How do I enable server side scripting (javascript) on my apache server?

----------

## xces

I really wonder why one would want to do that...

Read http://en.wikipedia.org/wiki/Server-side_JavaScript for starters.

----------

## lokoalex

OK, let me ask the question a different way. I have a basic page that has some javascript called time.jsp. When I go to my page www.somepage.com/time.jsp I dont see the javascript working. How do I enable it on my Gentoo Apache server. I got PHP working by adding PHP5 to APACHE_OPTS.

----------

## Mad Merlin

JSP... Do you mean Java rather than Javascript?

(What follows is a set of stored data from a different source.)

PR #2395, opened 2026-06-15
[fix] : Fall back to bundled defaults and surface degradation when control-inputs fetch fails

Ady0333:
## Overview

When `getControlInputs()` failed, the error was logged and discarded, returning a nil `PostureControlInputs` map. That nil map became the OPA data document, making every `data.postureControlInputs.*` reference undefined in Rego. Every config-dependent control (C-0012, C-0001, C-0078, CPU/memory limits, sensitive-interface controls) evaluated as no violations -- indistinguishable from compliant. The scan returned exit 0 with an inflated score and no machine-readable trace of the failure.

**Future behavior:** On `getControlInputs()` failure, the scan falls back to the bundled regolibrary defaults and records a `PolicyDegradation` entry that surfaces in `ScanCoverage`, the printed report, and optionally fails the scan via `--fail-on-degraded-config`.

```go
// before -- nil map silently reaches NewOPAProcessor
if controlInputs, err = policyHandler.getControlInputs(); err != nil {
    logger.L().Ctx(ctx).StopError("Failed to load account configurations", helpers.Error(err))
}
return policies, exceptions, controlInputs, nil

// after -- fallback to bundled defaults, degradation recorded
if controlInputs, err = policyHandler.getControlInputs(); err != nil {
    degradations = append(degradations, cautils.PolicyDegradation{
        Component: "control-inputs",
        Reason:    err.Error(),
    })
    controlInputs = getter.DefaultControlInputs()
}
```

## Additional Information

The core defect was the silence -- a nil map produced a green result with no machine-readable trace. The fix has three parts:

1. **Fallback** -- `default-config-inputs.json` is now bundled and embedded. `DefaultControlInputs()` parses it via the existing `armotypes.CustomerConfig` path. The network fetch exists to pick up account-level overrides; the bundled defaults are fully usable for air-gapped and rate-limited environments.

2. **Degradation recording** -- `PolicyDegradation{Component, Reason}` is added to `ScanCoverage` and `OPASessionObj`. Both `BuildScanCoverage` call sites thread it through. `printScanCoverage` surfaces it in the pretty printer with a note that affected controls were evaluated against bundled defaults. The JSON report attaches `ScanCoverage` when `PolicyDegradations` is non-empty.

3. **Strict mode** -- `--fail-on-degraded-config` (default false) lets compliance gates opt into a hard failure instead of a degraded scan. `enforcePolicyDegradation` is wired alongside the existing `enforceCoverageThreshold` calls in all scan entry points.

The exceptions swallow (`getExceptions()`) gets the same treatment -- fallback to empty slice and a recorded degradation -- fixing the mirror-image false-positive bug.

`CollectPolicies` also guards against `controlInputs == nil` reaching `NewOPAProcessor` as a defensive backstop.

## How to Test

```bash
# simulate air-gapped / rate-limited environment
# block github.com and run
kubescape scan framework nsa

# degradation appears in ScanCoverage, controls evaluate against bundled defaults
# exit code 0 (degraded but honest)

# strict mode
kubescape scan framework nsa --fail-on-degraded-config
# exit non-zero when control-inputs fetch fails
```

## Related issues/PRs

* Resolved #

## Summary by CodeRabbit

* **New Features**
  * Added `--fail-on-degraded-config` to make scans fail when policy inputs degrade and fall back to bundled defaults.
  * Scan results now include a dedicated “policy inputs” warning section with degraded components/reasons and remediation guidance.
* **Bug Fixes**
  * Policy input degradations are now included in generated posture reports and scan coverage payloads.
  * Improved reliability by enforcing per-control evaluation timeouts to prevent scan stalls.
* **Tests**
  * Added coverage for control-timeout behavior and updated coverage-building call sites to match the new degradation handling.

### DIFF
--- a/cmd/scan/control.go
+++ b/cmd/scan/control.go
@@ -125,6 +125,7 @@ func getControlCmd(ks meta.IKubescape, scanInfo *cautils.ScanInfo) *cobra.Comman
 			}
 			enforceSeverityThresholds(results.GetResults().SummaryDetails.GetResourcesSeverityCounters(), scanInfo, terminateOnExceedingSeverity)
 			enforceCoverageThreshold(results.GetData().ScanCoverage, len(results.GetResults().SummaryDetails.Controls), scanInfo)
+			enforcePolicyDegradation(results.GetData().ScanCoverage, scanInfo)
 
 			return nil
 		},
--- a/cmd/scan/framework.go
+++ b/cmd/scan/framework.go
@@ -143,6 +143,7 @@ func getFrameworkCmd(ks meta.IKubescape, scanInfo *cautils.ScanInfo) *cobra.Comm
 
 			enforceSeverityThresholds(results.GetData().Report.SummaryDetails.GetResourcesSeverityCounters(), scanInfo, terminateOnExceedingSeverity)
 			enforceCoverageThreshold(results.GetData().ScanCoverage, len(results.GetData().Report.SummaryDetails.Controls), scanInfo)
+			enforcePolicyDegradation(results.GetData().ScanCoverage, scanInfo)
 			return nil
 		},
 	}
@@ -208,6 +209,19 @@ func enforceCoverageThreshold(coverage cautils.ScanCoverage, totalControls int, 
 			helpers.String("fail-coverage-below", fmt.Sprintf("%.2f%%", scanInfo.FailCoverageThreshold)),
 		)
 	}
+}
+
+// enforcePolicyDegradation fails the scan if control configurations or
+// exceptions could not be loaded from their configured source and the scan
+// proceeded with bundled defaults instead.
+func enforcePolicyDegradation(coverage cautils.ScanCoverage, scanInfo *cautils.ScanInfo) {
+	if !scanInfo.FailOnDegradedConfig || len(coverage.PolicyDegradations) == 0 {
+		return
+	}
+	for _, d := range coverage.PolicyDegradations {
+		logger.L().Warning("policy input degraded, bundled defaults were used", helpers.String("component", d.Component), helpers.String("reason", d.Reason))
+	}
+	logger.L().Fatal("scan policy inputs were degraded", helpers.String("fail-on-degraded-config", "true"))
 }
 
 // enforceSeverityThresholds ensures that the scan results are below the defined severity threshold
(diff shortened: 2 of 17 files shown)


Ady0333:
Hello @matthyx, implemented option 2 as discussed. Bundled default-config-inputs.json is now embedded as the fallback, degradation is recorded in ScanCoverage and surfaces in both the pretty printer and JSON report, and --fail-on-degraded-config is wired in as an opt-in strict mode. The exceptions path gets the same fallback-and-record treatment. All packages build and tests pass.

Aplogise for the delay happened for raising the pr.

~Thenks

matthyx:
## Review — fall back to bundled defaults on control-inputs failure

Reviewed the full diff, built `./...` and ran the touched packages' tests (`core/cautils/...`, `opaprocessor`, `policyhandler`, `printer/v2`) — all green. The design is sound: degradation is threaded through `BuildScanCoverage` consistently from both call sites, surfaced in the pretty printer and JSON report, and the `--fail-on-degraded-config` enforcement mirrors the existing `enforceCoverageThreshold` / `enforceSeverityThresholds` pattern (`logger.L().Fatal`). The nil-map backstop in `CollectPolicies` and the mirror fix for `getExceptions()` are good.

**No merge blockers found.** A few non-blocking points worth considering:

**1. Bundled defaults can silently drift from regolibrary.** `default-config-inputs.json` is a hand-copied snapshot of the regolibrary defaults with no test asserting it stays in sync and no documented regeneration path. If regolibrary changes a default (e.g. `insecureCapabilities`, vuln thresholds), a degraded scan will silently evaluate against stale values. Consider a comment in the JSON / a `go generate` note pointing at the upstream source, or a CI check.

**2. `DefaultControlInputs()` failure path leaves config empty.** In `getPolicies`, if `getControlInputs()` fails *and* `DefaultControlInputs()` also errors, only a `Warning` is logged and `controlInputs` stays nil (→ empty map in `CollectPolicies`). The original degradation entry is still recorded so it isn't fully silent, but the operator sees the network reason rather than the real "bundled defaults failed to parse" cause, and controls run against an empty config. Embedded JSON makes this near-impossible in practice, but appending a second `PolicyDegradation` (or a clearer reason) in the `else` branch would make the failure honest end-to-end.

**3. Degradation only fires on a hard error, not on a successful-but-empty fetch.** If `getControlInputs()` returns an empty map with `nil` error, no degradation is recorded and OPA still gets empty inputs — the same class of false-green this PR targets, just via a different path. Out of scope here, but worth a follow-up.

**4. Minor scope creep.** `processorhandler_timeout_test.go` tests per-control timeout behavior, which is unrelated to the control-inputs degradation feature. Fine to keep, just noting it for changelog/review clarity.

Nice work — the core defect (swallowed failure → silent green) is addressed cleanly.

Ady0333:
Addressed both points. Added a go:generate comment pointing at the upstream regolibrary source so the regeneration path is documented. Added a second PolicyDegradation in the DefaultControlInputs() failure branch so the parse failure reason is recorded separately from the network error.

matthyx (approved):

They're very different things.

----------

## makism

you`ll need a jsp/servlet container to execute these jsps... like Tomcat  :Razz: 

tip: you can bind tomcat over apache so you don`t have a url like somepage:8080 (for tomcat), instead you have: somepage/tomcat/ or smth

----------

## lokoalex

 *Quote:*   

> JSP... Do you mean Java rather than Javascript? They're very different things.

 

I actually meant .js for Javascript. Sorry about the typo.

----------

## xces

The JavaScript file (*.js) should be interpreted by your web browser. Serverside JavaScript is really unusual and I doubt that this is, what you want.

----------

## lokoalex

You are absolutely correct. The problem was that my web designer name the files incorrectly. Instead of Image.jpg he named it image.jpg. Hes used to creating web pages for IIS servers not Apache servers. Thanks for the help.

----------